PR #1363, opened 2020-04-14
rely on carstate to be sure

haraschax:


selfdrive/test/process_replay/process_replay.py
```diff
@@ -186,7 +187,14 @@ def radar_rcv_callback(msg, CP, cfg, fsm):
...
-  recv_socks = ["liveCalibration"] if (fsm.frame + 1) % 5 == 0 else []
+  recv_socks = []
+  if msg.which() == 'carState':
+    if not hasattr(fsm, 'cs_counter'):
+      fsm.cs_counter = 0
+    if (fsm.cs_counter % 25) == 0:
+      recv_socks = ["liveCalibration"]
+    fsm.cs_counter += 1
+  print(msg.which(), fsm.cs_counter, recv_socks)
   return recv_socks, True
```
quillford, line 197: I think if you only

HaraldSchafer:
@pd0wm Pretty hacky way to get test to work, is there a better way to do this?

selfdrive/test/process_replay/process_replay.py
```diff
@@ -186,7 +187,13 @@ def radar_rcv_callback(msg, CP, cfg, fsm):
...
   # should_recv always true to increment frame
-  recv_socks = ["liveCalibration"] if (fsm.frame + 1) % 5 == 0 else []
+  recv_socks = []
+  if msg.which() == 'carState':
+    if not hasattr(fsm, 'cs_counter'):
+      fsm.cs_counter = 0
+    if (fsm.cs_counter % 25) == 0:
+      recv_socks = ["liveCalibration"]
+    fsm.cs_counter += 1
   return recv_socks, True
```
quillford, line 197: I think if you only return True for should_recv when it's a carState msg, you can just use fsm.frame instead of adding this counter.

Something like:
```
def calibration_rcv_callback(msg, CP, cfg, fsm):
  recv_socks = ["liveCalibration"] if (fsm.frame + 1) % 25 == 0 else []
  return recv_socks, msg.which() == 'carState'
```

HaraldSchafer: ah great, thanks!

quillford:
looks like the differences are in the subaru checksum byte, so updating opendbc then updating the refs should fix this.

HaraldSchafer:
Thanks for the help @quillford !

==

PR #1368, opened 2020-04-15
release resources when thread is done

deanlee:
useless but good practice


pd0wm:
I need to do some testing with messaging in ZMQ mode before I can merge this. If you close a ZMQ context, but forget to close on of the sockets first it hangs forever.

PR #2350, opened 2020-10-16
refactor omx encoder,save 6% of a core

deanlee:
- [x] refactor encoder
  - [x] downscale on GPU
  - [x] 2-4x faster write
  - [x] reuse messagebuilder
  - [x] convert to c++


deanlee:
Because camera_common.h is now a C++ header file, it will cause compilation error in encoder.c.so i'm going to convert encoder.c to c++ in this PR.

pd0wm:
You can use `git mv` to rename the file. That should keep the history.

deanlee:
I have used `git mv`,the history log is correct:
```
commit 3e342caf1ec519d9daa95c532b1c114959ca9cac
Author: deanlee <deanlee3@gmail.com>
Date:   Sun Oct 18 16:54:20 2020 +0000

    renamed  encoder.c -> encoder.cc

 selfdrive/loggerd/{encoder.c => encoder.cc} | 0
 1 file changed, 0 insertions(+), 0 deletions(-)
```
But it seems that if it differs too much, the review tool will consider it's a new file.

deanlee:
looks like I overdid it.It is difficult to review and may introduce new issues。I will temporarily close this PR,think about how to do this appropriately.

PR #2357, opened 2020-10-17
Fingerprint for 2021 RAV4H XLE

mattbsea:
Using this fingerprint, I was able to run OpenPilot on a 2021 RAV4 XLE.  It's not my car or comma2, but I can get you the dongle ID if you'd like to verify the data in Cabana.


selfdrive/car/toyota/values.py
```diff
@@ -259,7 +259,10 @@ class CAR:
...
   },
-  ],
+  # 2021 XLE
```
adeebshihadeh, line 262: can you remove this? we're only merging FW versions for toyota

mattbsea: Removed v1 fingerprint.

==

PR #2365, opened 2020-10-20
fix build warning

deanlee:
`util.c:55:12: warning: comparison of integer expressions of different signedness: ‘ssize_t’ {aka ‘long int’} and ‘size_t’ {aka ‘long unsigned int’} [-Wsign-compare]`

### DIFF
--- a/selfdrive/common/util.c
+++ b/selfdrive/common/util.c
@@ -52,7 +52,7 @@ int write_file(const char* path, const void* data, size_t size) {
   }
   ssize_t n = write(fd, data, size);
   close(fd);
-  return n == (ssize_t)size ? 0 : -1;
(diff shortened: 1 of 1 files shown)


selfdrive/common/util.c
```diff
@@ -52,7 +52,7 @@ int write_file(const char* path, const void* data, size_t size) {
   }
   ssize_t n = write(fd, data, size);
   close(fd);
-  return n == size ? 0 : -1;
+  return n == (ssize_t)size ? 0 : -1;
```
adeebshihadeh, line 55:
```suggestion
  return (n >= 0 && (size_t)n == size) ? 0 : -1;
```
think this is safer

TASK BRIEF: The lines to extract from the data above begin with the line containing "looks like the" and end with the line containing "Thanks for the help @quillford !". Extract them exactly, including both.

RESPONSE TO THE TASK:
looks like the differences are in the subaru checksum byte, so updating opendbc then updating the refs should fix this.

HaraldSchafer:
Thanks for the help @quillford !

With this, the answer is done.